Cela ressemble beaucoup à ce que vivent de nouveaux chrétiens en Chine ou dans les régions éloignées d’Afrique, aujourd’hui. Mary Jones était cependant une jeune fille qui vivait au pays de Galles, il y a plus de 200 ans. Son récit a inspiré des gens et a contribué à la fondation de la Société biblique, laquelle vise à rendre la Bible accessible partout dans le monde.

Officiellement fondée en 1904, la Société biblique canadienne (SBC) est devenue membre fondatrice de l’Alliance biblique universelle en 1906. Cette dernière est une fraternité de quelque 145 sociétés bibliques nationales réparties de part le monde. Les sociétés bibliques collaborent avec des églises et d’autres organismes bibliques pour faciliter et soutenir le travail de traduction et de diffusion des Saintes Écritures dans le monde.

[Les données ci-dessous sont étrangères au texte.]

PR #1601, opened 2023-11-13
feat: add file path as input

### LINKED ISSUE #1591: File path as input to the generator
#### Reason/Context
I am implementing AsyncAPI for the project that has huge set of REST APIs and Socket Events. To make things modularised and easy to read I have divided a single documentation into multiple files. Here is a reference to the file structure
```
/docs
  - asyncapi.yml
  - servers.yml
  /components
      - component1.yml
      - component2.yml
 /schemas
      - schema1.yml
      - schema2.yml 
```
These files are internally referenced so the modules are easy to read and edit.

Now when I try to create models using `@asyncapi/modelina` it accepts only parsed input. *_Even if I import a file and parse it to proved to the generated it will mess up the references in the file_*

#### Description
- What changes have to be introduced?
Let the `generateToFiles` method of the generator accept the file path as input. And process and parse the file before supplying it to the Renderer.
- Will this be a breaking change?
Yes
- How could it be implemented/designed?
I propose a new method `generateFromFile` which will accept file as input and can output models to multiple files.

nilkanth987:
**Description**

- Added `inputProcessor` option in the AbstractGenerator with `type` enum param
- This option will allow users to pass how to process input to generators
- Added `file` option in input type to allow user to pass file path as input to any generator
- Changed input type in `generateToFiles` method in `AbstractFileGenerator` to any for handling any type of input
- Looking for some input so I can improve the error logging
- Also need to know what are the different types of inputs so I can add them in `InputTypes` enum and handle them.
- **_NOTE: Documentation update is pending_**

**Related issue(s)**
Resolves #1591


src/generators/AbstractGenerator.ts
```diff
@@ -27,6 +28,7 @@ export interface CommonGeneratorOptions<
   defaultPreset?: P;
   presets?: Presets<P>;
   processorOptions?: ProcessorOptions;
+  inputProcessor?: InputProcessorOptions;
```
jonaslagoni, line 31: Please re-use the processorOptions 🙂 Just merge `InputProcessorOptions` into `ProcessorOptions`.

src/generators/AbstractGenerator.ts
```diff
@@ -63,6 +65,16 @@ export interface AbstractGeneratorRenderCompleteModelArgs<
...
 }
 
+export interface InputProcessorOptions {
+  type?: InputType
+}
+
+export enum InputType {
+  FILE = 'file',
+  DOCUMENT = 'document',
+  OBJECT = 'object'
```
jonaslagoni, line 75: I actually dont think we need this specifically 🤔 The idea is good though!

`file` can be detected https://en.wikipedia.org/wiki/File_URI_scheme
`document` can also be detected most of the times https://github.com/asyncapi/modelina/blob/e53c2af1095e020667ee2a14d4f0aa09f5546796/src/processors/AsyncAPIInputProcessor.ts#L393
`object` can also be detected with typeof and the above check.

I think it makes more sense to have `ProcessorType` where you force the input to be loaded as a specific input processor.

src/generators/AbstractGenerator.ts
```diff
@@ -274,6 +285,22 @@ export abstract class AbstractGenerator<
...
+    input: any | InputMetaModel
+  ): Promise<InputMetaModel> {
+    const inputProcessorOptions = this.options.inputProcessor
+    switch (inputProcessorOptions?.type) {
+      case InputType.FILE:
+        const parser = new Parser();
+        const { document, diagnostics } = await fromFile(parser, input).parse();
+        // TODO : Want to log the diagnostics
+        if (!document) throw new Error('Invalid file input')
+        return this.process(document as any)
```
jonaslagoni, line 298: This means that you can move this logic to the AsyncAPI processor where it belongs, because what if some of the other input processors want to support file input as well? Here we hardcode always to parse the input as AsyncAPI which is not the case 🙂

jonaslagoni (changes requested):
Thanks for taking the time to do this @nilkanth987 🙏 Got a few things that are needed to change 🙂

test/generators/testasyncapi.yml
```diff
@@ -0,0 +1,23 @@
...
+      payload:
+        type: object
+        properties:
+          displayName:
+            type: string
+            description: Name of the user
+          email:
+            type: string
+            format: email
+            description: Email of the user
```
TRohit20, line 23: Spec 3.0 is now out :)
```suggestion
asyncapi: 3.0.0
info:
  title: Account Service
  version: 1.0.0
  description: This service is in charge of processing user signups
channels:
  user/signedup:
    address: user/signedup
    messages:
      subscribe.message:
        $ref: '#/components/messages/UserSignedUp'
operations:
  user/signedup.subscribe:
    action: send
    channel:
      $ref: '#/channels/user~1signedup'
    messages:
      - $ref: '#/components/messages/UserSignedUp'
components:
  messages:
    UserSignedUp:
      payload:
        type: object
        properties:
          displayName:
            type: string
            description: Name of the user
          email:
            type: string
            format: email
            description: Email of the user
```

TRohit20 (changes requested):

src/generators/AbstractGenerator.ts
nilkanth987: @jonaslagoni , I was hoping to make input as file path and not the URI. I am not aware of whole code so can you tell me if we could have other strings as input. Or can I assume that if there is a string as input then it will be a file path.
- If every string is a file path then we can easily check if the file exists and throw error if not.
- If every string is not a file path we have to check if file exists and if not we have to pass it further to the processor without throwing error.

nilkanth987: Also can you tell me why is the input type is `any`? Cant we make it dynamic to use type effectively?

test/generators/testasyncapi.yml
jonaslagoni: Good point, but we have not added support for it until recently, so let's just stick with v2 in the tests 🙂

src/generators/AbstractGenerator.ts
jonaslagoni: So this all comes down to how we want to process inputs, check out if you have not yet https://github.com/asyncapi/modelina/blob/master/docs/input-processing.md

The reason why we have any is because we support such a wide range of inputs, i.e. Stringified objects, already parsed inputs, [typescript file](https://modelina.org/examples?selectedExample=java-from-typescript-type), etc.

Enabling support for file input has to follow a similar strategy as the one we are using. The reason I suggested URI as the format, is because its super simple to check it for the resolvement strategy that should be used, i.e. for local files you check for `file://` and if it's HTTP for example, we can add support for that as well just by looking at that first part.

So, the question is, how can we integrate file inputs into our current architecture?

My suggestion is that we slightly alter https://github.com/asyncapi/modelina/blob/e53c2af1095e020667ee2a14d4f0aa09f5546796/src/processors/InputProcessor.ts#L48

To check which type of input was provided. Then based on that it will move that input down to the right input processor 🙂 I.e. if it's local file input we can pass it down to the AsyncAPI processor (at least for now) either through the same `process` function or a new one called `processFile` (maybe).

Does that make sense?

test/generators/testasyncapi.yml
TRohit20: Makes sense.

src/generators/AbstractGenerator.ts
nilkanth987: Yes. It makes sense to me. I have updated the code to handle file URI. As a future improvement I suggest we keep the input type dynamic and let Input processor decide its type. This will give a good Intelephense to the end user. 😊

jonaslagoni (changes requested):
You have some linting issues that make it hard to review the PR 🙂

nilkanth987:
@jonaslagoni , Fixed linting issues. Also do I have to use new Parser for `fromFile` method? It does not accept the newParser.

jonaslagoni:
> @jonaslagoni , Fixed linting issues. Also do I have to use new Parser for fromFile method? It does not accept the newParser.

Let me check 🙂

jonaslagoni:
@nilkanth987 when you say new parser what do you mean?

nilkanth987:
@jonaslagoni , This is the new parser added in next branch that I was referring to.

https://github.com/asyncapi/modelina/blob/ef56f3e4a08987bfe262dc37dd025826cb57d7e9/src/processors/AsyncAPIInputProcessor.ts#L18

jonaslagoni:
@nilkanth987 its not a new parser just a bundler that can convert between multiple implementations. 

Just keep what you have 👍

jonaslagoni:
@nilkanth987 its not a new parser just a bundler that can convert between multiple implementations. 

Just keep what you have 👍

nilkanth987:
@jonaslagoni , If everything looks good then should I write documentation for the changes done in PR?

jonaslagoni:
> @jonaslagoni , If everything looks good then should I write documentation for the changes done in PR?

Yes, add an example and documentation for the feature 👌 

Also make sure you fix the linting problem the CI complains about 🙂

nilkanth987:
@jonaslagoni , Added example. Let me know if any issue. Merge it if everything looks good. 🙂

src/generators/AbstractFileGenerator.ts
```diff
@@ -7,7 +7,7 @@ export type FileGenerator = (content: string, toFile: string) => Promise<void>;
  */
 export interface AbstractFileGenerator<RenderCompleteModelOptions> {
   generateToFiles(
-    input: Record<string, unknown> | InputMetaModel,
+    input: any | InputMetaModel,
```
Ferror, line 10: Specifying the type to any kills the idea of typing. Maybe we should add another type instead?

jonaslagoni: I mean we can, but it would be so generic, that even any makes it easier to read.

So to me `any` is probably the best way at the moment.

jonaslagoni:
@nilkanth987 you still have a failing check: https://github.com/asyncapi/modelina/actions/runs/6918808106/job/18831710393?pr=1601

nilkanth987:
@jonaslagoni , Fixed

examples/file-uri-input/package.json
```diff
@@ -0,0 +1,10 @@
+{
+  "config" : { "example_name" : "TEMPLATE" },
```
jonaslagoni, line 2:
```suggestion
  "config" : { "example_name" : "file-uri-input" },
```

jonaslagoni (approved):
Nice persistence @nilkanth987! 🔥

jonaslagoni:
@all-contributors please add @nilkanth987 for code, test, example, docs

Au Canada, la SBC traduit, publie et diffuse des Bibles, des Nouveaux Testaments et des livrets thématiques en plus de 100 langues différentes, y compris celles des Premières Nations du Canada. La première traduction de la Bible en langue autochtone canadienne qu’a publiée la Société biblique remonte à 1804, alors qu’on a traduit l’évangile de Jean en mohawk.

Notre engagement

La Société biblique canadienne s’engage à administrer fidèlement les fonds qui lui sont confiés. Nous sommes conscients des sacrifices que vous vous imposez pour donner et nous nous engageons comme suit:

  • les dons reçus serviront à diffuser les Saintes Écritures au plus grand nombre de personnes possible, au meilleur coût possible;
  • si les besoins financiers d’une initiative sont réglés, les dons excédentaires seront affectés à des initiatives connexes, en fonction des priorités;
  • nous nous engageons à effectuer une divulgation financière complète et à remettre un rapport annuel de nos recettes et dépenses à quiconque en fera la demande.

Voilà ce que nous vous promettons avec foi.

Teyoninhokarawen (John Norton)

Au printemps de 1804, Teyoninhokarawen (John Norton) est arrivé en Angleterre pour négocier un traité avec les Anglais. À la demande de la Société biblique britannique et étrangère, il a traduit l’évangile de Jean en mohawk. Son travail allait constituer un certain nombre de premières pour cette nouvelle Société biblique : la première traduction, la première publication et la première distribution en une terre étrangère.

Dans la chapelle mohawk de Brantford, en Ontario, une fenêtre commémorative revêt un sens particulier en ce qu’elle illustre la distribution de l’évangile de Jean en mohawk, en 1806. Sur le panneau inférieur de la fenêtre, on peut lire la préface que John Norton a lui-même rédigée quant à sa traduction : « Adhérons rigoureusement à ce que le Seigneur nous a transmis dans les Saintes Écritures, afin que les incroyants puissent connaître cet amour que nous éprouvons envers les commandements de Dieu. »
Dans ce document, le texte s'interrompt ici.